▶ Goal of the exercise
Every line of the listing that holds the word "next" should be returned.
++++ Supplied data ++++
PR #2485, opened 2025-03-15
feat: file navigation wraparound with new `arrow prev` and `arrow next` commands

sxyazi:
This PR adds new `arrow prev` and `arrow next` commands that provide wraparound navigation at list boundaries and sets them as the default key bindings. 

This decision is based on the following considerations:

- It was requested by multiple users in the past.
- It operates only on a single movement unit (±1), making wraparound navigation more intuitive when continuing to press `j` or `k` at the list boundaries.
- It does not affect the behavior of `arrow 5` (multiple units) or `arrow 50%` (percentage), and the original `arrow -1` and `arrow 1` commands remain available for the previous behavior.

### DIFF
--- a/Cargo.lock
+++ b/Cargo.lock
@@ -999,9 +999,9 @@ dependencies = [
 
 [[package]]
 name = "half"
-version = "2.4.1"
+version = "2.5.0"
 source = "registry+https://github.com/rust-lang/crates.io-index"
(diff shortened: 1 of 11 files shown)


hankertrix:
This should be marked as a breaking change, as the default configuration for `<Space>` has changed to use wraparound navigation when it previously did not use wraparound navigation.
++++
▶ Written solution
feat: file navigation wraparound with new `arrow prev` and `arrow next` commands
This PR adds new `arrow prev` and `arrow next` commands that provide wraparound navigation at list boundaries and sets them as the default key bindings. 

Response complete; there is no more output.